KARATE-1200: An enhanced neutron transport code for VVER-1200 reactor physics calculations

Comprehensive safety analysis is crucial for the deployment of new reactor designs. It requires accurate prediction of reactivity caused by temperature, boron concentration changes or control rod movement, as well as the 3D power, temperature, and burnup distributions during the cycle. Moreover, the reactor’s behavior under accident conditions has to be assessed. This necessitates advanced neutron transport codes capable of detailed modeling of heterogeneous core structures. It uses detailed meshing to model inhomogeneous structures, following the latest VVER core, and enables accurate prediction of reactor parameters during the burnup.
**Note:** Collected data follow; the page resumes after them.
PR #6486, opened 2020-01-09
Clarify how to redirect stderr into stdout in tutorial

gladhorn:
People get confused about the redirection (there are several questions on stack overflow for example) and re-reading the tutorial section didn't make it clear to me immediately, so add one example to help everyone.


faho:
Merged, thanks!

PR #6501, opened 2020-01-14
Add completions for loginctl and resolvectl

239:
## Description

What would be the best practice for (optional) arguments like `--host=[USER@]HOST` or `--raw[=payload|packet]`?

## TODOs:


faho:
>What would be the best practice for (optional) arguments like --host=[USER@]HOST or --raw[=payload|packet]?

So you mean `--raw` by itself is okay? In that case don't use `-x`, which is `-r` (`--require-parameter`) and `-f` (`--no-files`) in one. So you'll just want `-f` if it can't take files.

`--host` is also in machinectl and systemctl, and there I've `-x`d them and used our `__fish_print_hostnames` function to print a host. I did't add the "USER@" part, that would require `__fish_complete_user_at_host`. I don't think just `--host` by itself is valid? At least I don't see what it should specify.

239:
I added both options for `--host`  without any completion functions for now.
Not sure how to deal with commands like `resolvectl dns [LINK [SERVER...]]` but I added the commands as simple lists for rudimentary completion.

share/completions/loginctl.fish
```diff
@@ -0,0 +1,26 @@
...
+set -l output cat export json json-pretty json-seq json-sse short short-full short-iso short-iso-precise short-monotonic short-precise short-unix verbose with-unit
+
+#commands
+complete -c loginctl -x -n "not $seen $commands" -a "$commands"
+
+#options
+complete -c loginctl -x -n "not $seen $commands" -l all -s a -d "Show all properties, including empty ones"
+complete -c loginctl -x -n "not $seen $commands" -l full -s l -d "Do not ellipsize output"
+complete -c loginctl -x -n "not $seen $commands" -l help -s h -d "Show this help"
+complete -c loginctl -x -n "not $seen $commands" -l host -a "HOST USER@HOST" -s H -d "Operate on remote host"
```
faho: Please don't add empty arguments like this - they're annoying to use.

faho:
Merged, thanks!

PR #6511, opened 2020-01-19
Replace debug() with flog

faho:
## Description

This turns all debug() calls into `FLOG` or `FLOGF` as needed.

In doing so it increases the number of flog categories from 17 to 29.

It doesn't yet remove the debug *code*, in particular both `fish` and `fish_indent` (which has one total warning) read numbers for `--debug`, but then don't print anything, and the debug macro and implementation still exist.

Very few debug messages have been removed without replacement, these are ones I judged to be of no use, especially if they were at debug level > 2, because I recall that being super spammy. If we ever need them we can add them back.

I would like input regarding the categories and their naming. This is a user interface, and naming categories in a way that users have an idea which they should enable is good, even if the users end up being just the fish-shell members.

Also: Should we add this for 3.1 still, or wait for 3.2?

## TODOs:

### DIFF
--- a/src/common.cpp
+++ b/src/common.cpp
@@ -184,7 +184,7 @@ bool is_windows_subsystem_for_linux() {
                 // is bypassed. We intentionally do not include this in the error message because
                 // it'll only allow fish to run but not to actually work. Here be dragons!
                 if (getenv("FISH_NO_WSL_CHECK") == nullptr) {
-                    debug(0,
+                    FLOGF(error,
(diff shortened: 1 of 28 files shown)


zanchey:
> Also: Should we add this for 3.1 still, or wait for 3.2?

Please wait!

faho:
Just checking if you're paying attention :smiling_imp:

faho:
Okay, let's merge this now (to master, I'm not a monster!) because it's very likely to go stale fast.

One possible solution is to develop further a neutron code that has already been proven in practice for similar tasks.

This article presents the capabilities and performance of KARATE-1200, an in-house developed deterministic neutron transport code designed for third-generation VVER reactors. Building upon the 40-year legacy of the KARATE code used at VVER-440 NPPs, KARATE-1200 incorporates significant enhancements to improve VVER modeling from pin-cell to coarse-mesh levels, achieving good agreement with reference data. The KARATE-1200 code package, incorporating MULTICELL for group constant generation and GLOBUSKA-1200 for criticality calculations, has been verified against benchmark solutions and validated against published measurements. Safety-related parameters of the VVER-1200 core, based on data from the Novovoronezh II NPP, were calculated. Simulated reactivity coefficients using KARATE-1200 show agreement within ± 3 % of published measurements, depending on the coefficient type. Furthermore, key safety parameters, such as the isothermal re-criticality temperature, also demonstrate good agreement with literature values.